→ EXERCISE OBJECTIVE
All of the data needs to be repeated exactly.

→ THE DATA
Issue #390, opened 2022-03-12
[oracle] split parameters for sponge vs permutation


mimoo:
parameters for the permutation should be distinct from parameters for the sponge:

```rust
impl SpongeConstants for PlonkSpongeConstantsLegacy {
    const ROUNDS_FULL: usize = 63; // permutation
    const ROUNDS_PARTIAL: usize = 0; // permutation
    const HALF_ROUNDS_FULL: usize = 0; // permutation
    const SPONGE_CAPACITY: usize = 1; // sponge
    const SPONGE_WIDTH: usize = 3; // sponge
    const SPONGE_RATE: usize = 2; // sponge
    const SPONGE_BOX: u32 = 5; // permutation
    const FULL_MDS: bool = true; // permutation
    const INITIAL_ARK: bool = true; // permutation
}
```

perhaps split `SpongeConstants` into `PermutationParams` and `SpongeParams`?

EDIT: we're tabling this for now, we might revisit later, but now the PR is about changing to something like this:

```rust
trait SpongeConstants {
    const SPONGE_CAPACITY: usize = 1;
    const SPONGE_WIDTH: usize = 3;
    const SPONGE_RATE: usize = 2;

    const PERM_ROUNDS_FULL: usize = 63;
    const PERM_ROUNDS_PARTIAL: usize = 0;
    const PERM_HALF_ROUNDS_FULL: usize = 0;
    const PERM_SBOX: u32 = 5;
    const PERM_FULL_MDS: bool = true;
    const PERM_INITIAL_ARK: bool = true;
}
```

frisitano:
PR up.  I wonder if we also want to change `PlonkSpongeConstantsLegacy` and `PlonkSpongeConstantsKimchi` to `PlonkSpongeParamsLegacy` and `PlonkSpongeParamsKimchi` for consistency.

mrmr1993:
> parameters for the permutation should be distinct from parameters for the sponge:
> ...
> perhaps split `SpongeConstants` into `PermutationParams` and `SpongeParams`?

@mimoo I think this issue will serve to make the code worse rather than better, and would prefer to see this and the relevant PR closed without further action.

At a meta level: please stop opening issues like this, demanding eefact

mimoo:
[...]

PR #392, opened 2022-03-13
Split params into permutation and sponge

frisitano:
This PR splits `SpongeConstants` into `PermutationParams` and `SpongeParams`.

closes: #390

### DIFF
--- a/README.md
+++ b/README.md
@@ -16,7 +16,7 @@ We assume that you already have:
 
 Then, you can create an URS for your circuit in the following way:
 
-```ignore
+```rust,ignore
 use kimchi::circuits::constraints;
 use mina_curves::pasta::{fp::Fp, vesta::{Affine, VestaParameters}, pallas::Affine as Other};
 use oracle::{


oracle/src/poseidon.rs
```diff
@@ -34,13 +40,16 @@ impl SpongeConstants for PlonkSpongeConstantsLegacy {
...
-    const ROUNDS_FULL: usize = 55;
-    const ROUNDS_PARTIAL: usize = 0;
-    const HALF_ROUNDS_FULL: usize = 0;
+impl SpongeParams for PlonkSpongeConstantsKimchi {
     const SPONGE_CAPACITY: usize = 1;
     const SPONGE_WIDTH: usize = 3;
     const SPONGE_RATE: usize = 2;
+}
+
+impl PermutationParams for PlonkSpongeConstantsKimchi {
```
mimoo, line 49: it feels a bit weird to me that both `SpongeParams` and `PermutationParams` are implemented on `PlonkSpongeConstantsKimchi`. I would think that you should be able to:

* instantiate a specific permutation via some parameters
* instantiate a sponge using sponge parameters AND a specific permutation. 

Does that make sense? I'm not too sure how this can be cleanly done. Perhaps, `ArithmeticSponge` should also take a `P: Permutation` with:

```rust
trait Permutation {
    const ROUNDS_FULL: usize;
    const ROUNDS_PARTIAL: usize;
    const HALF_ROUNDS_FULL: usize;
    const SPONGE_BOX: u32;
    const FULL_MDS: bool;
    const INITIAL_ARK: bool;
 
    fn poseidon_block_cipher(params: &ArithmeticSpongeParams<F>, state: &mut Vec<F>) {
      // default implementation in the trait
    }
}

struct PermutationKimchi;

impl Permutation for PermutationKimchi {
    const ROUNDS_FULL: usize = 55;
    const ROUNDS_PARTIAL: usize = 0;
    const HALF_ROUNDS_FULL: usize = 0;
    const SPONGE_BOX: u32 = 7;
    const FULL_MDS: bool = true;
    const INITIAL_ARK: bool = false;
}
```

mimoo (commented):
Nice! Thanks for this first PR :)

I think it's going in the right direction, I left you a few comments. Let me know what you think.

oracle/src/poseidon.rs
mrmr1993: @mimoo I'm in the process of replying on your issue, but this proposal in particular seems to make the code more complex for no benefit.

mimoo: I agree for the current version, I'm still curious if we can land on something that looks good (even if we don't merge it quickly, to make sure there's no other issues in snarkyjs & co). 

@frisitano, I don't want to make you lose your time here, with the possibility of this not being landed (we've had issues with complex changes in oracle in the past). I'm still interested to see where this could go, but happy to suggest another task if you want to do something that'll be merged for sure :)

→ WRITTEN RESPONSE
Issue #390, opened 2022-03-12
[oracle] split parameters for sponge vs permutation


mimoo:
parameters for the permutation should be distinct from parameters for the sponge:

```rust
impl SpongeConstants for PlonkSpongeConstantsLegacy {
    const ROUNDS_FULL: usize = 63; // permutation
    const ROUNDS_PARTIAL: usize = 0; // permutation
    const HALF_ROUNDS_FULL: usize = 0; // permutation
    const SPONGE_CAPACITY: usize = 1; // sponge
    const SPONGE_WIDTH: usize = 3; // sponge
    const SPONGE_RATE: usize = 2; // sponge
    const SPONGE_BOX: u32 = 5; // permutation
    const FULL_MDS: bool = true; // permutation
    const INITIAL_ARK: bool = true; // permutation
}
```

perhaps split `SpongeConstants` into `PermutationParams` and `SpongeParams`?

EDIT: we're tabling this for now, we might revisit later, but now the PR is about changing to something like this:

```rust
trait SpongeConstants {
    const SPONGE_CAPACITY: usize = 1;
    const SPONGE_WIDTH: usize = 3;
    const SPONGE_RATE: usize = 2;

    const PERM_ROUNDS_FULL: usize = 63;
    const PERM_ROUNDS_PARTIAL: usize = 0;
    const PERM_HALF_ROUNDS_FULL: usize = 0;
    const PERM_SBOX: u32 = 5;
    const PERM_FULL_MDS: bool = true;
    const PERM_INITIAL_ARK: bool = true;
}
```

frisitano:
PR up.  I wonder if we also want to change `PlonkSpongeConstantsLegacy` and `PlonkSpongeConstantsKimchi` to `PlonkSpongeParamsLegacy` and `PlonkSpongeParamsKimchi` for consistency.

mrmr1993:
> parameters for the permutation should be distinct from parameters for the sponge:
> ...
> perhaps split `SpongeConstants` into `PermutationParams` and `SpongeParams`?

@mimoo I think this issue will serve to make the code worse rather than better, and would prefer to see this and the relevant PR closed without further action.

At a meta level: please stop opening issues like this, demanding eefact

mimoo:
[...]

PR #392, opened 2022-03-13
Split params into permutation and sponge

frisitano:
This PR splits `SpongeConstants` into `PermutationParams` and `SpongeParams`.

closes: #390

### DIFF
--- a/README.md
+++ b/README.md
@@ -16,7 +16,7 @@ We assume that you already have:
 
 Then, you can create an URS for your circuit in the following way:
 
-```ignore
+```rust,ignore
 use kimchi::circuits::constraints;
 use mina_curves::pasta::{fp::Fp, vesta::{Affine, VestaParameters}, pallas::Affine as Other};
 use oracle::{


oracle/src/poseidon.rs
```diff
@@ -34,13 +40,16 @@ impl SpongeConstants for PlonkSpongeConstantsLegacy {
...
-    const ROUNDS_FULL: usize = 55;
-    const ROUNDS_PARTIAL: usize = 0;
-    const HALF_ROUNDS_FULL: usize = 0;
+impl SpongeParams for PlonkSpongeConstantsKimchi {
     const SPONGE_CAPACITY: usize = 1;
     const SPONGE_WIDTH: usize = 3;
     const SPONGE_RATE: usize = 2;
+}
+
+impl PermutationParams for PlonkSpongeConstantsKimchi {
```
mimoo, line 49: it feels a bit weird to me that both `SpongeParams` and `PermutationParams` are implemented on `PlonkSpongeConstantsKimchi`. I would think that you should be able to:

* instantiate a specific permutation via some parameters
* instantiate a sponge using sponge parameters AND a specific permutation. 

Does that make sense? I'm not too sure how this can be cleanly done. Perhaps, `ArithmeticSponge` should also take a `P: Permutation` with:

```rust
trait Permutation {
    const ROUNDS_FULL: usize;
    const ROUNDS_PARTIAL: usize;
    const HALF_ROUNDS_FULL: usize;
    const SPONGE_BOX: u32;
    const FULL_MDS: bool;
    const INITIAL_ARK: bool;
 
    fn poseidon_block_cipher(params: &ArithmeticSpongeParams<F>, state: &mut Vec<F>) {
      // default implementation in the trait
    }
}

struct PermutationKimchi;

impl Permutation for PermutationKimchi {
    const ROUNDS_FULL: usize = 55;
    const ROUNDS_PARTIAL: usize = 0;
    const HALF_ROUNDS_FULL: usize = 0;
    const SPONGE_BOX: u32 = 7;
    const FULL_MDS: bool = true;
    const INITIAL_ARK: bool = false;
}
```

mimoo (commented):
Nice! Thanks for this first PR :)

I think it's going in the right direction, I left you a few comments. Let me know what you think.

oracle/src/poseidon.rs
mrmr1993: @mimoo I'm in the process of replying on your issue, but this proposal in particular seems to make the code more complex for no benefit.

mimoo: I agree for the current version, I'm still curious if we can land on something that looks good (even if we don't merge it quickly, to make sure there's no other issues in snarkyjs & co). 

@frisitano, I don't want to make you lose your time here, with the possibility of this not being landed (we've had issues with complex changes in oracle in the past). I'm still interested to see where this could go, but happy to suggest another task if you want to do something that'll be merged for sure :)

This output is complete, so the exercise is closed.